Hitachi Metals Reveals Manufacturing Process for Nanostructured Ultra Small Rare-Earth Permanent Magnet

Hitachi Metals Ltd  (Tokyo, JP) has created an ultra small rare-earth permanent magnet that can avoid degradation in magnetic properties, which is probably caused by the absence of the grain boundary phase on the surface.  The magnet can keep good corrosion resistance even under a harsh environment, according to Hitachi Metals scientist Tomoki Fukagawa.
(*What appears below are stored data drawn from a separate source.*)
PR #3561, opened 2024-04-05
Update HDK documentation for `get_links`

ThetaSinner:
### Summary

There we no examples of using the `GetLinksInputBuilder` and references to the old signature of `get_links` that were no longer usable.

### TODO:


zippy (approved):
Nice examples!

PR #3564, opened 2024-04-05
Update release automation to same rust version as everything else

ThetaSinner:
### TODO:


ThetaSinner:
This is breaking the crates.io auto update #3563

steveej (approved):
i'm letting CI decide the fate of this :+1:

ThetaSinner:
Yep good call, if CI fails I'll dig deeper

PR #3574, opened 2024-04-07
Experiment: Use release profile for CI tests

maackle:
### Summary

We were using a dev profile for building workspace crates, and a release-ish profile for all other deps. Let's see what it looks like to use release for everything.

### TODO:

### DIFF
--- a/.github/workflows/holochain-build-and-test.yml
+++ b/.github/workflows/holochain-build-and-test.yml
@@ -15,7 +15,7 @@ on:
         default: false
     secrets:
       GITHUB_ACCESS_TOKEN:
-        description: "A GitHub access toekn which can be used for cloning the project"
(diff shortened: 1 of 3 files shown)


ThetaSinner:
Looks like we have a test depending on being in debug mode? :D 

Otherwise though this looks to me like it should work, based on a read through the `holochain.nix` module which uses this. Seems like a good idea unless there was another reason to have test deps build in debug mode

maackle:
Yes, due to an expectation of `debug_assert!` causing a panic. I enabled `debug` in the profile for workspace deps so let's see how that looks in the CI run.

maackle:
The CI process consistently gets killed during compilation. My guess is the runner just can't/won't handle the load. We could loop back on this some time, but I'm going to consider the experiment concluded for now. Let's let stalebot close this.

PR #4129, opened 2024-07-26
Missing deps should be retryable for countersigning

ThetaSinner:
### Summary

The fix here might not be too obvious. When an invalid commit happens during a countersigning session, then that's considered fatal to the session and the chain is unlocked, effectively ending the session. That's fine for all other errors apart from missing dependencies. Missing dependencies is acceptable because we might not succeed on getting them on the first attempt. I've had to force that in a test but in a larger network, it's quite common. I've split the error enum up between errors that can and can't be retried. So now missing dependencies won't cause the countersigning session to be terminated.

### TODO:

### DIFF
--- a/crates/holochain/src/conductor/conductor.rs
+++ b/crates/holochain/src/conductor/conductor.rs
@@ -12,12 +12,14 @@
 //! users in a testing environment.
 //!
 //! ```rust, no_run
-//! async fn async_main () {
+//!  async fn async_main () {
 //! use holochain_state::test_utils::test_db_dir;
 //! use holochain::conductor::{Conductor, ConductorBuilder};
+//! use holochain::conductor::ConductorHandle;
+//!
 //! let env_dir = test_db_dir();
-//! let conductor: Conductor = ConductorBuilder::new()
-//!    .test(env_dir.path(), &[])
+//! let conductor: ConductorHandle = ConductorBuilder::new()
+//!    .test(&[])
 //!    .await
 //!    .unwrap();
 //!
--- a/crates/holochain/src/conductor/conductor.rs
+++ b/crates/holochain/src/conductor/conductor.rs
@@ -12,7 +12,7 @@
 //! users in a testing environment.
 //!
 //! ```rust, no_run
-//!  async fn async_main () {
+//! async fn async_main () {
 //! use holochain_state::test_utils::test_db_dir;
 //! use holochain::conductor::{Conductor, ConductorBuilder};
 //! use holochain::conductor::ConductorHandle;
@@ -29,7 +29,7 @@
 //! assert_eq!(conductor.list_dnas(), vec![]);
 //! conductor.shutdown();
 //!
-//! # }
+//! }
 //! ```
 
 /// Name of the wasm cache folder within the data root directory.
--- a/crates/holochain/tests/tests/countersigning.rs
+++ b/crates/holochain/tests/tests/countersigning.rs
@@ -258,7 +258,6 @@ async fn retry_countersigning_commit_on_missing_deps() {
     // Bring Bob's app back online
     conductors[1].enable_app("app".into()).await.unwrap();
 
-
     // Bob should be able to get Alice's chain head when we commit, so let's do that.
     let (_, _): (ActionHash, EntryHash) = conductors[1]
         .call_fallible(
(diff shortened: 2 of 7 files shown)


ThetaSinner:
Very concerned that I was able to make this change without breaking anything. Likely means we don't have any tests that actually check what happens when dependencies are missing... Or certainly those tests aren't checking their errors.

crates/holochain/src/conductor/conductor.rs
```diff
@@ -12,12 +12,14 @@
 //! users in a testing environment.
 //!
 //! ```rust, no_run
-//! async fn async_main () {
+//!  async fn async_main () {
```
neonphog, line 15: is this space a typo?

neonphog (approved):
:+1:

crates/holochain/tests/tests/countersigning.rs
```diff
@@ -130,6 +136,186 @@ async fn listen_for_countersigning_completion() {
...
+        _ => {
+            panic!("Expected CellError::WorkflowError, got: {:?}", result);
+        }
+    }
+
+    // Bring Bob's app back online
+    conductors[1].enable_app("app".into()).await.unwrap();
+
+    // Let's make sure Bob will have Alice's activity before committing his countersigning entry
+    let _: AgentActivity = conductors[1]
```
jost-s, line 262: Doesn't this always succeed regardless of whether the desired activity could be gotten or not?

crates/holochain/tests/tests/countersigning.rs
```diff
@@ -130,6 +136,186 @@ async fn listen_for_countersigning_completion() {
     wait_for_completion(bob_rx, preflight_request.app_entry_hash).await;
 }
 
+// Regression test to check that it's possible to continue a countersigning session following
+// a failed commit that required dependencies that couldn't be fetched.
+#[tokio::test(flavor = "multi_thread")]
+async fn retry_countersigning_commit_on_missing_deps() {
```
jost-s, line 142: ⭐

jost-s (approved):

crates/holochain/tests/tests/countersigning.rs
ThetaSinner: A gold star! Gotta print this out and pin it on me :)

crates/holochain/tests/tests/countersigning.rs
ThetaSinner: Yes, if any authority could be contacted then we might get an agent activity response that is not as fresh as we'd like. We'd only get an error if we failed to connect to any authorities.

Because there are only two conductors in this test, and as long as we've done peer discovery, we will always use the other conductor as our only option for an authority and end up getting the latest agent activity. So I'm fairly sure this is sound as a method for syncing up two agents.

It's actually not 100% necessary, because by the same logic, a get request should also always work... So maybe I should slim down the test a bit and lose this?

crates/holochain/tests/tests/countersigning.rs
jost-s: I can send you one via mail as well if you like. Here's another one 🌟

crates/holochain/tests/tests/countersigning.rs
jost-s: You could, maybe it's more explicit. So the point is to have the acceptance action in your cache? Actually you can just edit the comment to mention what exactly you're getting from the other peer.

crates/holochain/src/conductor/conductor.rs
ThetaSinner: Yep, not sure how that got in there. I think the final closing brace not being included maybe confused the formatter? I don't remember touching this line otherwise. Anyway, fixed

crates/holochain/tests/tests/countersigning.rs
ThetaSinner: I've done both, removed the unnecessary `get_agent_activity` calls and updated the comments to better explain what's being fetched.

It's not the acceptance that's being fetched no, it's the chain head for the other peer. Countersigning needs to permit validation to check the agent's state at the point they began countersigning. I guess it's technically the whole chain they might validate but there's only one commit created that we won't have here so it is just the chain head. An app might use this for example, to check that somebody's balance permits the transaction that is being done with countersigning.

jost-s: Got it, good stuff!

PR #4133, opened 2024-07-26
ensure holochain runs with multiple signal server usage

neonphog:
RESOLVES: https://github.com/holochain/holochain/issues/4123

- I ended up writing the integration test via hc_demo_cli since it was nearly identical to what was already being tested in there.
- The fix ended up being just exactly what was fixed in https://github.com/holochain/tx5/pull/101

### DIFF
--- a/crates/hc_demo_cli/src/test.rs
+++ b/crates/hc_demo_cli/src/test.rs
@@ -33,8 +33,8 @@ async fn demo() {
 #[cfg_attr(target_os = "macos", ignore = "flaky")]
 async fn demo_multi_sig() {
     run_test(|| async {
-        use std::sync::Arc;
         use holochain::sweettest::*;
+        use std::sync::Arc;
 
         let vous1 = SweetLocalRendezvous::new().await;
         let vous2 = SweetLocalRendezvous::new().await;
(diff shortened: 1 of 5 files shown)


crates/hc_demo_cli/src/test.rs
```diff
@@ -13,6 +13,78 @@ const CONTENT: &[u8] = b"this is a test\n";
...
+        let _ = r1r.await;
+        let _ = r2r.await;
+
+        (t1, t2)
+    })
+    .await;
+}
+
+#[tokio::test(flavor = "multi_thread")]
+#[cfg_attr(target_os = "macos", ignore = "flaky")]
```
jost-s, line 33: I suggest to at least create an issue to fix these flaky tests. Otherwise we just "ensure holochain runs with multiple signal server usage" on Linux ;-)

ThetaSinner (approved):

crates/hc_demo_cli/src/test.rs
neonphog: What is our policy on this? I don't believe we write issues for every test we make flaky.

jost-s: We don't, I agree. To me the todo is that none of the tests pass under macos.

neonphog: Gottcha. I'm pretty sure the tests run fine when run individually on macOs. They just flake when run as part of CI.

Issue #4025, opened 2024-06-19
Add DPKI call is_same_agent


jost-s:
New DPKI method.

"Same-as" check, common in app validation, can be performed by a new HDI function which takes two agent keys and tells whether they are in the same lineage.

The majority of this feature should be exposed by the Deepkey DNA. The DPKI call will be wrapper of this call.

AC:
- add a DPKI call
- pass in two agent keys to be checked if they belong to the same agent

PR #4140, opened 2024-07-29
Add `is_same_agent` call to HDI

### LINKED ISSUE #4024: Add HDI call is_same_agent
Depends on 

"Same-as" check, common in app validation, can be performed by a new HDI function which takes two agent keys and tells whether they are in the same lineage. It does this by asking DPKI.

Call is only available when DPKI is installed.

jost-s:
### Summary
Add a call to HDI to query DPKI if two provided agent keys are part of the key lineage that key 1 belongs to.

Closes #4024 and #4025 

### TODO:


neonphog (approved):

crates/hdi/src/hdi.rs
```diff
@@ -36,6 +36,8 @@ pub trait HdiT: Send + Sync {
         &self,
         must_get_agent_activity_input: MustGetAgentActivityInput,
     ) -> ExternResult<Vec<RegisterAgentActivity>>;
+    // DPKI
+    fn is_same_agent(&self, key_1: AgentPubKey, key_2: AgentPubKey) -> ExternResult<bool>;
```
maackle, line 40: I wonder if we actually want to call it `is_same_agent`. Do we want to use "agent" to talk about the pubkey? What is the name we want for the underlying lineage? "Lineage"? `is_same_lineage`?

maackle (approved):

crates/hdi/src/hdi.rs
maackle: I like that this implies that an agent now transcends its particular keypair. An "agent" is now something that has exactly one keypair associated with it, but that keypair can change over time. The individual keypairs are not "agents". So I don't suggest to change it.

Issue #4125, opened 2024-07-25
Adapt open and close entries to suit DNA and agent key updates


jost-s:
When updating an agent key, the old source chain is closed and a new source chain is genesised and opened. The same open and close entries should be used for DNA migrations, so `open` and `close` need to be adapted to allow for that.

AC:
- Modify open and close action's fields `prev_dna_hash`/`new_dna_hash` to an enum with two variants: one for DNA hash for DNA migrations and one for agent key for agent key updates.
- Add field to open action to point back to the old chain's close action.
- For agent key updates, sys validation should check that the open chain action's author is from the same lineage as the agent who's signed the close chain entry.
- Adapt DNA migration process to use updated open and close actions, if applicable.

PR #4142, opened 2024-07-30
Adapt Open and CloseChain to allow for Agent migration as well

maackle:
### Summary

Part of #4125

### TODO:


maackle:
This PR requires https://github.com/holochain/holochain/pull/4140 to be completed before this one can be complete, because we need the `is_same_agent` DPKI check before we can check if the Close and Open actions are by authors in the same lineage.

maackle:
Currently waiting on discussion which will determine who signs the CloseChain action, and whether we even need it at all.

crates/holochain/src/core/sys_validate.rs
```diff
@@ -293,27 +293,7 @@ pub fn check_agent_validation_pkg_predecessor(
...
-        }
-
-        #[cfg(not(feature = "dpki"))]
-        {
-            u.author.clone()
-        }
-    } else {
-        prev_action.author().clone()
-    };
-
```
maackle, line 316: This was logic from when we did agent migrations via CRUD

crates/test_utils/wasm/wasm_workspace/migrate_new/src/coordinator.rs
```diff
@@ -18,7 +18,10 @@ fn init() -> ExternResult<InitCallbackResult> {
                 "Could not deserialize properties".to_string()
             ))
         })?;
-    open_chain(properties.prev_dna_hash.clone())?;
+
+    // TODO: must get close_hash from init context, which is currently not possible.
```
maackle, line 22: This whole init() function will be rewritten because eventually the close_chain and open_chain hdk functions will go away, so the system can drive the creation of those actions.

neonphog (approved):

PR #4145, opened 2024-07-30
Fix hc sandbox install app in deferred memproof case

matthme:
### Summary
Fixes a panic that would now occur for happ with `membrane_proofs_deferred = true` in the app manifest.

The panic would occur on [this line](https://github.com/holochain/holochain/blob/6e01550f062eafb224ebf53a219921144fb4fadc/crates/hc_sandbox/src/calls.rs#L614) due to `enable_app` returning an error in case that the app is in the `AwaitingMemproofs` state.

### TODO:


crates/hc_sandbox/src/calls.rs
```diff
@@ -543,13 +544,22 @@ pub async fn install_app_bundle(cmd: &mut CmdRunner, args: InstallApp) -> anyhow
...
+            false => {
+                enable_app(
+                    cmd,
+                    EnableApp {
+                        app_id: installed_app.installed_app_id.clone(),
+                    },
+                )
+                .await?
+            }
+            true => (),
```
ThetaSinner, line 559: Suggest using `AppManifest::V1(manifest) if !manifest.membrane_proofs_deferred =>` in the match to collapse the inner match

ThetaSinner (approved):
Really nice, and thank you for adding a test to check this!

crates/hc_sandbox/src/calls.rs
matthme: agreed :+1:  - pushed a commit with that change (if I understood it correctly)

matthme:
Accidentally pushed the `.hc` files that got generated when running the hc sandbox tests so I added these to the `.gitignore` as well now.

crates/hc_sandbox/src/calls.rs
ThetaSinner: Well actually that's not quite what I meant but it's tidier again than what I was suggesting anyway so I'm happy :D Updated code looks good!

ThetaSinner: I was after a match guard, I just didn't know they were called that :) https://doc.rust-lang.org/reference/expressions/match-expr.html#match-guards

PR #4148, opened 2024-07-30
Countersigning check chain lock

ThetaSinner:
### TODO:


crates/holochain/tests/tests/countersigning.rs
```diff
@@ -289,6 +289,115 @@ async fn retry_countersigning_commit_on_missing_deps() {
...
+// Checks that when there are multiple authorities returning signature bundles and multiple sessions
+// happening between a pair of agents, the extra signature bundles beyond the first one received
+// are correctly handled. I.e. receiving further signature bundles after a new session has started
+// will not impact the new session.
+// This is trying to check a race condition, so it's probably expected that the test won't always
+// correctly test the problem. However, it is a scenario we've seen fail in Wind Tunnel, so it's
+// worth trying to test here. Seeing flakes from this test is likely a signal that something has
+// regressed.
+#[tokio::test(flavor = "multi_thread")]
+async fn signature_bundle_noise() {
```
ThetaSinner, line 301: I'm happy to report that this test reliably fails on current `develop`. I.e. transplanting just the test and not the fix. I wasn't 100% confident in my fix until I saw that :)

crates/holochain_state/src/source_chain.rs
```diff
@@ -910,8 +914,10 @@ fn named_param_seq(base_name: &str, repeat: usize) -> String {
     seq
 }
 
-pub fn lock_for_entry(entry: Option<&Entry>) -> SourceChainResult<Vec<u8>> {
+pub fn chain_lock_subject_for_entry(entry: Option<&Entry>) -> SourceChainResult<Vec<u8>> {
     Ok(match entry {
+        // TODO document that this implies preflight requests must be unique. I.e. if you want to countersign the
```
ThetaSinner, line 919: This is a note to me for an already-open PR

crates/holochain_sqlite/src/sql/cell/schema/3-up.sql
```diff
@@ -0,0 +1,4 @@
+ALTER TABLE
+  ChainLock RENAME COLUMN author TO subject;
+ALTER TABLE
+  ChainLock RENAME COLUMN lock TO author;
```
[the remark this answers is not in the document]
neonphog: So, to my understanding. `0.sql` is used, and `#-up.sql` are used. We had been creating `#.sql` files, but they were just for reference?? We're not bothering creating a `3.sql` here. Should we just delete the `#.sql` files > 0 and be done with it? Or am I not understanding the flow correctly?

crates/holochain_sqlite/tests/tests/schema.rs
```diff
@@ -0,0 +1,81 @@
...
+};
+use holochain_sqlite::error::DatabaseResult;
+use holochain_sqlite::prelude::DbKindWasm;
+use holochain_zome_types::cell::CellId;
+use kitsune_p2p_bin_data::{KitsuneBinType, KitsuneSpace};
+use std::sync::Arc;
+use walkdir::WalkDir;
+
+#[tokio::test(flavor = "multi_thread")]
+async fn check_schema_migrations_execute() {
```
neonphog, line 14: :+1:

crates/holochain_sqlite/src/sql/cell/schema/3-up.sql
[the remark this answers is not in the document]
ThetaSinner: You are understanding correctly. It's a way of seeing what SQL should create the latest state of the database, assuming that the `#.sql` was written correctly. It's safest to connect to the database and see what the current schema really is after the migrations have run. That's the way I've always worked with migration tools.

I would prefer to delete those reference files, but I won't unless @maackle is okay with that?

neonphog (approved):
tests look awesome :+1:

crates/holochain_sqlite/tests/tests/schema.rs
ThetaSinner: Would have helped me out, I forgot to `include_str` my new migration and wondered why I was getting so many sql errors. Now I can fail quicker :D

crates/holochain_state/src/source_chain.rs
```diff
@@ -856,11 +860,11 @@ where
         Ok(query.filter_records(records))
     }
 
-    pub async fn is_chain_locked(&self, lock: Vec<u8>) -> SourceChainResult<bool> {
+    pub async fn is_chain_locked(&self) -> SourceChainResult<Option<Vec<u8>>> {
```
jost-s, line 863: This is a surprising signature. I'd rename the function or return whether the subject is some or none => bool
```suggestion
    pub async fn get_chain_lock_subject(&self) -> SourceChainResult<Option<Vec<u8>>> {
```

crates/holochain_state/src/mutations.rs
```diff
@@ -742,25 +742,24 @@ pub fn insert_entry(
...
-/// If there are multiple locks active at once effectively all locks are locked
-/// because the chain is locked if there are ANY locks that don't match the
-/// current id being queried.
-/// In practise this is useless so don't do that. One lock at a time please.
+/// Lock the author's chain until the given end time.
+///
+/// The lock must have a `subject` which may have some meaning to the creator of the lock.
+/// For example, it may be the hash for a countersigning session. Multiple subjects cannot be
+/// used to create multiple locks though. The chain is either locked or unlocked for the author.
+/// The `subject` just allows information to be stored with the lock.
```
jost-s, line 750: It seems the subject is also used to identify for which preflight entry the chain is locked. Maybe mention that here?

jost-s (approved):

crates/holochain_sqlite/src/sql/cell/schema/3-up.sql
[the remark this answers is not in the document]
maackle: If the majority of us want to remove the *.sql reference files, I'll accept that, but I personally prefer to have them. 

Even though we're not programmatically checking the correctness of our reference schemas, having them at all shows that we expect to know what migration we actually did run, and if in the course of normal work we find that the actual schema deviates from the reference schema, that is useful information, because it doesn't necessary mean that the actual schema is correct, but perhaps the migration was wrong. We lose that information if we only check the (potentially wrong) schema.

maackle (approved):
The fix looks great but I'd like to come to agreement on the reference SQL schemas

crates/holochain_sqlite/src/sql/cell/schema/3-up.sql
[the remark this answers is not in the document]
maackle: Also, merely querying the DB for the current schema means we don't have sensible comments for the fields

ThetaSinner:
I'm going to close this, the work has been merged forward into #4188

PR #4150, opened 2024-07-31
Disable stale workflow for issue closing

ThetaSinner:
### Summary

I think we agreed to do this? We're actively managing issues on GitHub now and our PR list is a sensible length. I think this should now reduce work by not making us touch older issues or put `permanent` on all of them.

### TODO:

### DIFF
--- a/.github/workflows/stale.yml
+++ b/.github/workflows/stale.yml
@@ -1,8 +1,8 @@
 name: Stale
 on:
   workflow_dispatch:
-  schedule:
-    - cron: "37 2 * * *"
+#  schedule:
+#    - cron: "37 2 * * *"
 
 jobs:
   close-issues:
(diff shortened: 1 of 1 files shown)


neonphog (changes requested):
I vote for keeping the PR closing, and just turning off the issue closing.

abe-njama:
> I vote for keeping the PR closing, and just turning off the issue closing.

I concur with this. We exclude issues that can be disabled by the stale workflow.

ThetaSinner:
Tried this. It seems that using `-1` for the times is the only way to disable one or the other - there isn't just a flag. So it'll still check issues but shouldn't do anything with them. I ran the workflow from this branch and it doesn't error, so I guess we'll have to wait and see if the behavior is correct now.

abe-njama (approved):
Approved based on the feedback [here](https://github.com/holochain/holochain/pull/4150#issuecomment-2265009466) that the workflow will still check Issues but not act on them.

neonphog (approved):
:+1:

Issue #4069, opened 2024-07-05
[BUG] After loss of internet connections remote signals stop working


matthme:
**Describe the bug**
If the internet connection is interrupted, remote signals stop working after being reconnected to the internet. Only after a while (>15 minutes), remote signals start working again.

**Expected behavior**
Remote signals start working again as soon as the connection to the internet is re-established.

**System information:**
 - OS: Linux
 - Moss 0.13.0-alpha.2
 - Holochain 0.4.0-dev.9

**Steps to reproduce**
Start Moss, then turn on flight-mode, turn flight mode off again and see that remote signals don't work anymore for > 15 minutes.

**Additional context**
May need to be reproduced with more details including the logs of an agent that's not offline at that time.

- [ ] Depending on the results of this investigation, figure out if there are any manual testing steps required and document those.

matthme:
This issue does not seem to be resolved in 0.4.0-dev.20. I'm still seeing the same behavior where signals stop working after network interruption.

matthme:
Quote:
> shutting down the server doesn't duplicate whatever problem is being triggered by the airplane mode

ThetaSinner:
We should re-test this with Iroh and see if we can still reproduce it.

PR #4151, opened 2024-07-31
add test for remote signals after sbd server restart

neonphog:
RESOLVES: https://github.com/holochain/holochain/issues/4069

Wrote an integration test to reproduce #4069, but it works. My assumption is that this was fixed by https://github.com/holochain/holochain/pull/4133. But we still want the test for regressions.

### DIFF
--- a/crates/holochain/src/sweettest/sweet_conductor_config_rendezvous.rs
+++ b/crates/holochain/src/sweettest/sweet_conductor_config_rendezvous.rs
@@ -126,9 +126,15 @@ impl SweetLocalRendezvous {
     pub async fn drop_sig(&self) {
         self.sig_hnd.lock().unwrap().take();
 
-        // NOTE: on windows (and slow other systems) we need to wait a moment
-        //       to make sure that the old connection is actually closed.
-        tokio::time::sleep(std::time::Duration::from_millis(400)).await;
+        // wait up to 1 second until the socket is actually closed
+        for _ in 0..100 {
+            tokio::time::sleep(std::time::Duration::from_millis(10)).await;
+
+            match tokio::net::TcpStream::connect((self.sig_ip, self.sig_port)).await {
+                Ok(_) => (),
+                Err(_) => break,
+            }
+        }
     }
 
     /// Start (or restart) the signal server.
--- a/crates/holochain/src/sweettest/sweet_conductor_config_rendezvous.rs
+++ b/crates/holochain/src/sweettest/sweet_conductor_config_rendezvous.rs
@@ -1,4 +1,4 @@
-use std::sync::Arc;
+use std::sync::{Arc, Mutex};
 
 /// How conductors should learn about each other / speak to each other.
 /// Signal/TURN + bootstrap in tx5 mode.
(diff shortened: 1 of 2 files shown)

Recently, there are growing demands for ultra small magnets. The demands are escalating not just in the fields of optical pickups and ultra small motors but also in the fields of cardiosurgery and neurosurgery as well. In the fields of these cutting-edge medical treatments, a technique for controlling the direction in which a vascular catheter advances at a branching point of a blood vessel by attaching a small high-performance magnet to the end of the catheter and applying a magnetic field from outside of the patient's body has been researched. On the other hand, in a magnetic induction surgical system, it has been proposed that an ultra small magnet be embedded at a particular location of the body and used as a location marker. The ultra small magnets for use in such applications should have a cylindrical shape with a diameter of 0.3 mm and a length of 2 mm, for example

In U.S. Patent 7,655,325, Hitachi details the method to produce a rare-earth magnet with minimal deterioration in properties at the surface.  The rare-earth magnet includes a magnet body made of an R--Fe--B based rare-earth magnet material (where R is at least one rare-earth element) and a metal film that has been deposited on the surface of the magnet body. The magnet further includes a plurality of reaction layers between the magnet body and the metal film. The reaction layers include: a first reaction layer, which contacts at least some of R₂Fe₁₄B type crystals, included in the magnet body, and a second reaction layer, which is located between the first reaction layer and the metal film and which has a lower rare-earth element concentration than that of the first reaction layer.

 
FIG. 1A is a cross-sectional view schematically illustrating the nanostructure of a rare-earth sintered magnet, FIG. 1B is a cross-sectional view of the sintered magnet of which the surface has been subjected to a machining process, and FIG. 1C is a cross-sectional view of a sintered magnet in which a metal film and reaction layers have been formed on its surface.